Good luck with yours. How often do they eat? My gold nuggets were so insanely hungry all of the time that I had to sell them back (too high maintenance! )?


----------



## acestro (Jul 7, 2003)

And I actually think they look a bit different from any of the gold nugget L-numbers (will somebody just f*&cking name them already...). Their heads seem to be larger with bigger eyes...almost more personality.


----------



## RhomZilla (Feb 12, 2003)

My fav Pleco has got to be the COMMON.. its best kept with Ps and def wont make you feel bad if your Ps ever kill it because its so cheap


----------



## lament configuration (Jun 22, 2003)

well I dont know why, but in Madison, Wi it is cheaper to get a rubber or rubbernose pleco than a common. compare $2.89 to $6.99. Hence why I have a rubbernose.


----------



## RhomZilla (Feb 12, 2003)

BeansAranguren said:


> well I dont know why, but in Madison, Wi it is cheaper to get a rubber or rubbernose pleco than a common. compare $2.89 to $6.99. Hence why I have a rubbernose.


 Whats a rubber nose???


----------



## lament configuration (Jun 22, 2003)

rubber pleco. the rubbernose variety which i own has white spots all over, but looks very similar. photo credit from www.liveaquaria.com


----------



## piranha45 (Apr 8, 2003)

rubbers only get like 5" i believe


----------



## RhomZilla (Feb 12, 2003)

Pretty ugly







Thanks for the pic Beans!!


----------



## jason (Aug 26, 2003)

mine would have to be a sailfin or a zebra pleco. those fish are tits!


----------



## lament configuration (Jun 22, 2003)

yeah rubbers and rubbernoses are very ugly. Jason nice avatar, is that from the 74' original or the new remake?


----------



## jason (Aug 26, 2003)

hey beans, thank you. its from the original... only my favorite movie of all time!

while i'm at it, i wouldn't kick a gold nugget out of my tank either...


----------



## piranha45 (Apr 8, 2003)

I'd just be happy to have a big ornery pleco who wouldn't take any sh*t from my cichlids and WOULDNT JUMP OUT OF MY TANK ....

the last *3* common plecos i've had-- a 2", a 4", and a 6", all jumped out of my tanks within ONE WEEK of getting each of them.

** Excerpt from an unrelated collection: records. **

PR #714, opened 2024-11-20
fix: Fix init of context managers and context handling in `BasicCrawler`

vdusek:
### Problems

- The `EventManager` could be initialized multiple times, such as when running a `Crawler` wrapped inside an `Actor`.
- In `crawler.run`, the async context was entered and exited directly, which could lead to issues if the caller had already entered it. This scenario might occur when users provide their own instances of `BrowserPool`, `SessionPool`, `EventManager`, or others.

### Solution

- Address these issues by introducing an `active` flag to the existing context managers to prevent multiple initializations.
- Implement an `ensure_context` helper and apply it to methods where context management is required.
- Fix & improve tests to ensure these cases are covered.

### Others

- I added missing names to asyncio tasks.

### DIFF
--- a/src/crawlee/_autoscaling/snapshotter.py
+++ b/src/crawlee/_autoscaling/snapshotter.py
@@ -18,6 +18,7 @@ from crawlee._autoscaling.types import (
     Snapshot,
 )
 from crawlee._utils.byte_size import ByteSize
+from crawlee._utils.context import ensure_context
 from crawlee._utils.docs import docs_group
 from crawlee._utils.recurring_task import RecurringTask
 from crawlee.events._types import Event, EventSystemInfoData
@@ -114,6 +115,9 @@ class Snapshotter:
 
         self._timestamp_of_last_memory_warning: datetime = datetime.now(timezone.utc) - timedelta(hours=1)
 
+        # Flag to indicate the context state.
+        self._active = False
+
     @staticmethod
     def _get_sorted_list_by_created_at(input_list: list[T]) -> SortedList[T]:
         return SortedList(input_list, key=attrgetter('created_at'))
@@ -126,12 +130,22 @@ class Snapshotter:
         logger.info(f'Setting max_memory_size of this run to {max_memory_size}.')
         return max_memory_size
 
+    @property
+    def active(self) -> bool:
+        """Indicates whether the context is active."""
+        return self._active
+
     async def __aenter__(self) -> Snapshotter:
         """Starts capturing snapshots at configured intervals."""
-        self._event_manager.on(event=Event.SYSTEM_INFO, listener=self._snapshot_cpu)
-        self._event_manager.on(event=Event.SYSTEM_INFO, listener=self._snapshot_memory)
-        self._snapshot_event_loop_task.start()
-        self._snapshot_client_task.start()
+        if self._active:
+            logger.warning(f'The {self.__class__.__name__} is already active.')
+        else:
+            self._active = True
+            self._event_manager.on(event=Event.SYSTEM_INFO, listener=self._snapshot_cpu)
+            self._event_manager.on(event=Event.SYSTEM_INFO, listener=self._snapshot_memory)
+            self._snapshot_event_loop_task.start()
+            self._snapshot_client_task.start()
+
         return self
 
     async def __aexit__(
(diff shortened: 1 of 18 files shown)


vdusek:
> Is this for use case where we do something like ?
>
> with Actor:
>     await some_crawler.run(...)
>
> Maybe adding some tiny test for such usecase would be good.

Yes, well, if we would like to have such a test, it would make sense to do it in SDK, as it extends the Crawlee.

janbuchar (approved):
LGTM, I would just change the title to e.g., "Prevent accidental multiple initialization of event manager"

src/crawlee/_autoscaling/snapshotter.py
```diff
@@ -145,11 +159,16 @@ async def __aexit__(
...
-        await self._snapshot_event_loop_task.stop()
-        await self._snapshot_client_task.stop()
+        if self._active:
+            self._event_manager.off(event=Event.SYSTEM_INFO, listener=self._snapshot_cpu)
+            self._event_manager.off(event=Event.SYSTEM_INFO, listener=self._snapshot_memory)
+            await self._snapshot_event_loop_task.stop()
+            await self._snapshot_client_task.stop()
+            self._active = False
+        else:
+            logger.warning(f'The {self.__class__.__name__} is not active.')
```
Pijukatel, line 169: I think this should raise an Exception. Once someone gets here, then they did something wrong.

tests/unit/sessions/test_session_pool.py
```diff
@@ -162,3 +162,27 @@ async def test_session_pool_persist_and_restore(event_manager: EventManager, kvs
...
+    with pytest.raises(RuntimeError, match='SessionPool is not active.'):
+        await session_pool.get_session()
+
+    with pytest.raises(RuntimeError, match='SessionPool is not active.'):
+        await session_pool.get_session_by_id(session.id)
+
+    await session_pool.reset_store()
+
+    async with session_pool:
+        assert session_pool.active is True
```
Pijukatel, line 188: I think that this is can lead to unexpected situations. Edit following tests like this to see. You will be still in outer context, but session_pool.active will be false. 
This implementation let's consumers of these context managers enter many times, but once single context has been left, all other context levels are no longer active. 

I think it is good idea to give consumers of those context managers "active" flag, but nothing else. Consumers should safeguard usage of such contexts themselves. When you are in the context, you do not want(users can decide) to enter it again, but when you are "twice" in the context and you leave the inner context, you still want(users can decide) to be in the outer context. 

```suggestion
    async with session_pool:
        async with session_pool:
            pass
        assert session_pool.active is True
        
```

src/crawlee/events/_event_manager.py
```diff
@@ -95,11 +101,13 @@ async def __aexit__(
 
         This will stop listening for the events, and it will wait for all the event listeners to finish.
         """
-        await self.wait_for_all_listeners_to_complete(timeout=self._close_timeout)
-        self._event_emitter.remove_all_listeners()
-        self._listener_tasks.clear()
-        self._listeners_to_wrappers.clear()
-        await self._emit_persist_state_event_rec_task.stop()
+        if self._initialized:
```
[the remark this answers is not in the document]
vdusek: I think this is resolved as now we raise an exception in case of multiple enters/exits.

tests/unit/sessions/test_session_pool.py
vdusek: I think this is resolved as now we raise an exception in case of multiple enters/exits.

src/crawlee/_utils/context.py
```diff
@@ -0,0 +1,40 @@
+from __future__ import annotations
+
+import asyncio
+from functools import wraps
+from typing import Any, Callable, TypeVar
+
+T = TypeVar('T', bound=Callable[..., Any])
+
+
+def ensure_context(method: T) -> T:
```
janbuchar, line 10: It would probably be hard to do so without straying even further from how the JS implementation works, but it may be easier to just do something like

```py
class EventManager:
  async def __aenter__(self) -> EventManagerContext:
    pass
  # ... no methods that need to be called on an initialized event manager

class EventManagerContext:
  def emit():
    pass
  # and whatever else needs an initialized context manager
```

... and so on for everything with an initialization step. Honestly, even `BasicCrawler` could benefit from this - the tracking of active state is kinda hairy there as well.

janbuchar (approved):
This looks like a good enough solution for the time being, especially if it fixes the tests. Thanks!

(see my comment :slightly_smiling_face:)

src/crawlee/_utils/context.py
vdusek: This sounds interesting; however, it would mean a more significant change. I'd prefer to approach it as a potential second step following a broader discussion. I will merge this for now, as it works and addresses the desired goals. Feel free to open an issue, and we can continue there, or on Slack.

I've never had any other fish jump on me like this

but on a side note I wouldn't want an Adonis that would totally beat the crap out of my cichlids either :sad:


----------



## Judazzz (Jan 13, 2003)

acestro said:


> Wow! Nice fish :nod: I've heard that there's more than one rumor to why blue eyes have fallen off. Pollution is one, but I'm not sure if that's the true story. Man, I miss them!
> 
> 
> 
> ...


Yeah, it's too bad what happened to them - the sure are gorgeous.
I saw one one a Dutch buy/sell site a while ago, but I doubt it was be a real Blue-eye (no pic included, and you know how often fish are mislabelled). I forgot about the price tag, but was was hefty.

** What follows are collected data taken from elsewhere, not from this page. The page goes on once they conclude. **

PR #716, opened 2024-11-21
fix: Pydantic 2.10.0 issues

Pijukatel:
Lock pydantic to version ~2.9.0
New fresh version 2.10.0 has many unresolved issues that break our codebase.


B4nan (approved):

vdusek (commented):
Why are you updating the lockfile? Add an upper bound to Pydantic should be enough, correct?

PR #1236, opened 2025-06-10
chore: fix `PytestCollectionWarning` by adding `__test__=False`

vdusek:
```
PytestCollectionWarning: cannot collect test class 'TestInput' because it has a __init__ constructor
  @dataclass
```


janbuchar:
Underscoring the name might be too harsh :slightly_smiling_face: We just need the class name to not start with `Test`. Or we can put `__test__ = False` inside it, apparently.

vdusek:
We already use `_TestInput` on some places, so I followed that, but I can use another approach, maybe just rephrasing to `InputTest`? :smile:

janbuchar:
Dunno. It's a test input. Or an input for tests :grin: Maybe using the `__test__ = False` flag is the least annoying option after all.

janbuchar (approved):
LGTM, if it does remove the warnings :grin:

PR #1239, opened 2025-06-10
chore: fix `UserWarning` `pkg_resources` is deprecated

vdusek:
```
UserWarning: pkg_resources is deprecated as an API. See https://setuptools.pypa.io/en/latest/pkg_resources.html. The pkg_resources package is slated for removal as early as 2025-11-30. Refrain from using this package or pin to Setuptools<81.
  import pkg_resources
```

Issue: https://github.com/theY4Kman/pytest-only/pull/15

`pytest-only` is not maintained anymore, so I am replacing it with a fork.


janbuchar:
Can we just... not use `pytest-only`? If I understand it correctly, it's something that you only use if you're debugging a test and don't want to use `pytest -k` or a file filter or a button in your IDE.

vdusek:
> Can we just... not use pytest-only? If I understand it correctly, it's something that you only use if you're debugging a test and don't want to use pytest -k or a file filter or a button in your IDE.

I'm used to it - you can mark multiple tests and then run `make unit-tests` with predefined execution as usual. Also, the `-k` flag doesn't support the enumeration of multiple values (you can't do `-k test_asd -k test_qwer`). So if you want to run a subset of tests defined by enumeration, this is a good option.

With that in mind, I'll leave it there and take responsibility for any maintenance overhead it brings.

PR #1241, opened 2025-06-10
feat: Add `stream` method for `HttpClient`

Mantisus:
### Description

- Add `stream` method for `HttpClient`
- Add an async context manager for cleaning up resources when closing a `HttpClient`

Relates: #1169


Mantisus:
The addition of the `stream` method is necessary, to use the `HttpClient` instance utility in `Sitemap` instead of `httpx`.

https://github.com/apify/crawlee-python/pull/1169#discussion_r2134158694

src/crawlee/crawlers/_playwright/_types.py
```diff
@@ -42,6 +44,11 @@ class PlaywrightHttpResponse:
     def read(self) -> bytes:
         return self._content
 
+    async def iter_bytes(self, chunk_size: int | None = None) -> AsyncGenerator[bytes, None]:
```
janbuchar: Please add a comment that makes it clear that we don't actually stream anything here, intentionally.

src/crawlee/http_clients/_base.py
```diff
@@ -33,6 +38,9 @@ def headers(self) -> HttpHeaders:
     def read(self) -> bytes:
         """Read the content of the response body."""
 
+    def iter_bytes(self, chunk_size: int | None = None) -> AsyncIterator[bytes]:
```
janbuchar: What is the default (`chunk_size = None`) behavior? Can you document it please?

Also, will this fit in with the streaming sitemap loader? I'm honestly not sure and too lazy to check, just making sure :grin:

Maybe I should have jumped on it anyways... :sad:

About my little black-and-white pleco: I requested an ID here, on predfish and on the www.planetcatfish.com forum, and I never got a definite answer - most said it is a Baryancistrus sp. (LDA33), so a relative of the Gold Nugget group. But I agree that my fish appears to lack certain similarities with them.
But to be honest, I really don't give a damn about its real name: it's a lovely fish, and I'm glad to won one (I actually got it for free: it came with the 50g I bought a while ago... :smile: )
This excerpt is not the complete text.